The guidances have led to more vulnerability reports. Since FDA released its post-market guidance, the Department of Homeland Security's Industrial Control Systems-Cyber Emergency Response Team pushed out 66 advisories due to disclosed medical device vulnerabilities. That's up significantly from the three years prior to the 2016 guidance, when there were only 12 advisories published, according to data compiled by MedCrypt.
It's likely that vulnerabilities still existed before 2016, but companies may not have been reporting as frequently, said Vidya Murthy, vice president of operations at MedCrypt.
"I think the reality is, prior to the FDA's post-market guidance coming into play, device manufacturers were not necessarily coordinated enough in their vulnerability process," she said. "No piece of software is perfect."
Some hospitals have taken it on themselves to set guidelines for device-makers they work with.
About five years ago, leaders at Mayo Clinic looked at addressing medical device cybersecurity in their procurement process, said Debra Bruemmer, senior manager in the Rochester, Minn., health system's office of information security. They developed a standard process to assess cybersecurity risks for medical devices, such as noting the operating systems, how they receive patches and what third-party software is integrated in the product.
She noted hospitals can't develop their own patches for a device if they find a problem, which leaves them largely reliant on the manufacturer.
"Once you get a device here, you have to be very collaborative with the vendor," Bruemmer said. "If a vendor's not going to be a collaborative and receptive to sharing information about the security posture of their device when we go to buy it, it really lends us a clue to how receptive they're going to be to address security holes or gaps as we move forward."
Hospitals should also ensure there's collaboration between two often bifurcated departments: biomedical engineering and information technology.
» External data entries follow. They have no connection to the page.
PR #3020, opened 2025-11-11
[occm] Add HTTP health checks

rybnico:

I realised that we had many failed requests to load balancers on our K8s platforms using our OpenStack platform when we did maintenance that involved replacing nodes in a rolling fashion. I opened an [issue](https://github.com/kubernetes/kubernetes/issues/133052) in the Kubernetes project and I was told that the correct solution would be to have HTTP health checks on the Services to make sure not only the port is reachable, but also the service behind the port.

As the OCCM only supports HTTP health checks for load balancers with a TrafficPolicy of "Local" on the HealthCheckNodePort, I implemented HTTP monitors using additional annotations.

**Release note**:

```release-note
NONE
```

### DIFF
--- a/docs/openstack-cloud-controller-manager/expose-applications-using-loadbalancer-type-service.md
+++ b/docs/openstack-cloud-controller-manager/expose-applications-using-loadbalancer-type-service.md
@@ -194,6 +194,30 @@ Request Body:
 
   NOTE: Health monitors for the `ovn` provider are only supported on OpenStack Wallaby and later.
 
+- `loadbalancer.openstack.org/health-monitor-http-ports`
+
+  A list of the ports (specified by name or number) that should get an HTTP(S) health check, separated by commas.
+
+- `loadbalancer.openstack.org/health-monitor-http-types`
+
+  One or more check types can be selected for HTTP(S) health checks. These can be set to either `HTTP` or `HTTPS`. If multiple HTTP health check ports are defined, you can set either one value for all checks or multiple values separated by commas for individual checks, using the same index as in `health-monitor-https-ports`. Defaults to `HTTP`.
+
+- `loadbalancer.openstack.org/health-monitor-http-method`
+
+  The HTTP method that should be used for HTTP health checks. Valid values are `CONNECT`, `DELETE`, `GET`, `HEAD`, `OPTIONS`, `PATCH`, `POST`, `PUT` and `TRACE`. Defaults to `GET`
+
+- `loadbalancer.openstack.org/health-monitor-http-version`
+
+  The HTTP version that should be used for HTTP health checks. Valid values are `1.0` and `1.1`. Defaults to `1.0`.
+
+- `loadbalancer.openstack.org/health-monitor-expected-codes`
+
+  A list of HTTP status codes that should be considered healthy by the HTTP health checks. Valid values include a single value, such as `200`, a list, such as `200, 202` or a range, such as `200-204`. Defaults to `200`.
+
+- `loadbalancer.openstack.org/health-monitor-url-path`
+
+  The URL that should be used by the HTTP health checks. The value must start with a `/`. Defaults to `/`.
+
 - `loadbalancer.openstack.org/health-monitor-delay`
 
   Defines the health monitor delay in seconds for the loadbalancer pools.
--- a/pkg/openstack/loadbalancer.go
+++ b/pkg/openstack/loadbalancer.go
@@ -87,6 +87,12 @@ const (
 	ServiceAnnotationLoadBalancerHealthMonitorTimeout        = "loadbalancer.openstack.org/health-monitor-timeout"
 	ServiceAnnotationLoadBalancerHealthMonitorMaxRetries     = "loadbalancer.openstack.org/health-monitor-max-retries"
 	ServiceAnnotationLoadBalancerHealthMonitorMaxRetriesDown = "loadbalancer.openstack.org/health-monitor-max-retries-down"
+	ServiceAnnotationLoadBalancerHealthMonitorHTTPPorts      = "loadbalancer.openstack.org/health-monitor-http-ports"
+	ServiceAnnotationLoadBalancerHealthMonitorHTTPTypes      = "loadbalancer.openstack.org/health-monitor-http-types"
+	ServiceAnnotationLoadBalancerHealthMonitorHTTPMethod     = "loadbalancer.openstack.org/health-monitor-http-method"
+	ServiceAnnotationLoadBalancerHealthMonitorHTTPVersion    = "loadbalancer.openstack.org/health-monitor-http-version"
+	ServiceAnnotationLoadBalancerHealthMonitorExpectedCodes  = "loadbalancer.openstack.org/health-monitor-expected-codes"
+	ServiceAnnotationLoadBalancerHealthMonitorURLPath        = "loadbalancer.openstack.org/health-monitor-url-path"
 	ServiceAnnotationLoadBalancerLoadbalancerHostname        = "loadbalancer.openstack.org/hostname"
 	ServiceAnnotationLoadBalancerAddress                     = "loadbalancer.openstack.org/load-balancer-address"
 	// revive:disable:var-naming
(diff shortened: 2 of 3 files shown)


kayrus:
> As the OCCM only supports HTTP health checks for load balancers with a TrafficPolicy of "Local" on the HealthCheckNodePort, I implemented HTTP monitors using additional annotations.

I never faced such issue before. With the `TrafficPolicy: Cluster` k8s automatically marks a pod as unavailable, and traffic is redirected by the node's kube-proxy to another node. If the node is marked for maintenance it's payload should be gracefully transferred to another node. When the payload is going to be shut down, it must stop receive new requests and gracefully handle already incoming connections. Thus I believe there is something wrong with your setup or your applications.

BTW, with the HTTP healthcheck you'll get the same problem, since loadbalancers usually have a latency with a healthcheck, and this latency is much more higher than k8s API understands that the pod is going to shut down, see https://github.com/kubernetes/kubernetes/issues/133165 for more details. See also #2148 and try to use the node selector for the node maintenance https://github.com/kubernetes/cloud-provider-openstack/pull/2601

See also https://github.com/kubernetes/cloud-provider-openstack/pull/2869 docs update, which should be available since k8s 1.34

rybnico:
> I never faced such issue before. With the `TrafficPolicy: Cluster` k8s automatically marks a pod as unavailable, and traffic is redirected by the node's kube-proxy to another node. If the node is marked for maintenance it's payload should be gracefully transferred to another node. When the payload is going to be shut down, it must stop receive new requests and gracefully handle already incoming connections. Thus I believe there is something wrong with your setup or your applications.

I encountered this issue when adding new nodes. New nodes may be added to the LoadBalancer before the network is fully set up. The service node ports open before Kubernetes networking can forward requests to the service pods, so the TCP health check succeeds but the application itself cannot be reached.

> BTW, with the HTTP healthcheck you'll get the same problem, since loadbalancers usually have a latency with a healthcheck, and this latency is much more higher than k8s API understands that the pod is going to shut down, see [kubernetes/kubernetes#133165](https://github.com/kubernetes/kubernetes/issues/133165) for more details. See also #2148 and try to use the node selector for the node maintenance #2601

The LoadBalancer should not add a new backend until at least one successful HTTP health check has been performed. This should help with the scenario I described above.

> See also #2869 docs update, which should be available since k8s 1.34

I can't think of a solution for auto-labelling nodes for Cluster-API or KOPS-based deployments without manual action or a custom controller.

Aside from the issues we encountered with our load balancers when maintaining the clusters, I believe that support for HTTP health checks would be beneficial in general.

kayrus:
> The LoadBalancer should not add a new backend until at least one successful HTTP health check has been performed. This should help with the scenario I described above.

Unfortunately this is not true for OpenStack Octavia. A new pool member receives the traffic immediately independently on the healthcheck results. This is true for OpenStack Amphora and for F5 Octavia backends/drivers. Other backends/drivers should follow the same approach. If not, please provide an evidence.

> Aside from the issues we encountered with our load balancers when maintaining the clusters, I believe that support for HTTP health checks would be beneficial in general.

I don't think so, considering the facts above and the overall high latency for healthchecks from the LB side. Believe me, I'm trying to find a solution for the `TrafficPolicy: Local` downtime, when a new pool member is added, for several years. And the only solution to do this properly: fix octavia default behavior, then fix corresponding drivers/backends. Until this is implemented, please use service annotations and node labels to exclude a node from the lb pool members.

rybnico:
> A new pool member receives the traffic immediately independently on the healthcheck results. This is true for OpenStack Amphora and for F5 Octavia backends/drivers. Other backends/drivers should follow the same approach. If not, please provide an evidence.

You're absolutely right. This doesn't seem logical to me, and other load balancer solutions that I know of always check new backends before sending traffic to them. Sorry for the misinformation, and thank you for clearing things up.

I found a theoretical solution to this problem: if you create a new member with `AdminStateUp` set to `false` and then set it to `true` after creation, the operating status doesn't become `ONLINE` if the health check fails. This solution is a bit cumbersome to implement (new members have to be created with `AdminStateUp` set to `false` and updated later), but I think it would solve this issue and others relating to TCP/UDP health checks too.

I would be happy to give it a try if you're interested in an implementation.

kayrus:
> I found a theoretical solution to this problem: if you create a new member with `AdminStateUp` set to `false` and then set it to `true` after creation, the operating status doesn't become `ONLINE` if the health check fails. This solution is a bit cumbersome to implement (new members have to be created with `AdminStateUp` set to `false` and updated later), but I think it would solve this issue and others relating to TCP/UDP health checks too.

I'm aware about this, but in this case we need to have two reconciliation cycles:
1) add an offline member
2) mark it online

And we must have a delay between these cycles, what you can not really determine. Besides current k8s upstream cloud-controller logic doesn't have a two cycles logic.

kayrus:
Just for the reference to my research about this topic:

haproxy adds a pool member and considers it's alive: https://github.com/haproxy/haproxy/blob/697f7d1142a26352940532d0481cc17f9225d0d1/src/server.c#L2836

To change this behavior the haproxy config must contain `init-state fully-down`. But this must be indicated in the Octavia API. The resulting [haproxy template](https://github.com/openstack/octavia/blob/be37addac0a73afe7422e43e4dd0f2e283805567/octavia/common/jinja/haproxy/combined_listeners/templates/macros.j2) patch should look like:

```diff
diff --git a/octavia/common/jinja/haproxy/combined_listeners/templates/macros.j2 b/octavia/common/jinja/haproxy/combined_listeners/templates/macros.j2
index 5a81c37..45c6b91 100644
--- a/octavia/common/jinja/haproxy/combined_listeners/templates/macros.j2
+++ b/octavia/common/jinja/haproxy/combined_listeners/templates/macros.j2
@@ macro member_macro(constants, lib_consts, pool, member) %}
     {% if pool.health_monitor and pool.health_monitor.enabled %}
         {% if member.monitor_address %}
@@
     {% endif %}
     {% if pool.alpn_protocols is defined %}
         {% set alpn_opt = " alpn %s"|format(pool.alpn_protocols) %}
     {% else %}
         {% set alpn_opt = "" %}
     {% endif %}
+    {% if member.monitor_init_state_down %}
+        {% set init_state_opt = " init-state fully-down" %}
+    {% else %}
+        {% set init_state_opt = "" %}
+    {% endif %}
-    {{ "server %s %s:%d weight %s%s%s%s%s%s%s%s%s%s%s%s%s%s%s"|e|format(
-        member.id, member.address, member.protocol_port, member.weight,
-        hm_opt, persistence_opt, proxy_protocol_opt, member_backup_opt,
-        member_enabled_opt, def_opt_prefix, def_crt_opt, ca_opt, crl_opt,
-        def_verify_opt, def_sni_opt, ciphers_opt, tls_versions_opt,
-        alpn_opt)|trim() }}
+    {{ "server %s %s:%d weight %s%s%s%s%s%s%s%s%s%s%s%s%s%s%s%s"|e|format(
+        member.id, member.address, member.protocol_port, member.weight,
+        hm_opt, persistence_opt, proxy_protocol_opt, member_backup_opt,
+        member_enabled_opt, def_opt_prefix, def_crt_opt, ca_opt, crl_opt,
+        def_verify_opt, def_sni_opt, ciphers_opt, tls_versions_opt,
+        alpn_opt, init_state_opt)|trim() }}
 {% endmacro %}
```

Once the upstream octavia codebase get this support, backend vendors should also add this support, and we can implement support for this option in OCCM.

kayrus:
@rybnico I submitted https://bugs.launchpad.net/octavia/+bug/2131245

rybnico:
Thank you for the detailed information, @kayrus!

I just wanted to ask if you had created a PR/bug in the Octavia project. Then I saw your reply.

I will keep an eye on the Octavia bug. Please tell me if there's anything I can help with.

kayrus:
> I just wanted to ask if you had created a PR/bug in the Octavia project.

No, I hope that someone from Octavia team can handle this.

> Please tell me if there's anything I can help with.

you can subscribe to this bug to increase the bug severity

Biomedical engineering, the team that maintains and manages medical devices at hospitals, typically doesn't have cybersecurity experience. IT, on the other hand, is largely expected to focus on managing servers and software. That means IT might manage the network that devices run on, but usually isn't involved with securing the devices themselves.
UCSD's Dameff also suggested adding clinicians to medical device cybersecurity discussions. They can help make sure biomed and IT teams are spending time and resources securing devices that are the most critical to patient safety.
"It's important to form interdisciplinary cybersecurity teams," Dameff said. That's what helps hospitals pinpoint "which systems, which workflows, are most vulnerable to attack."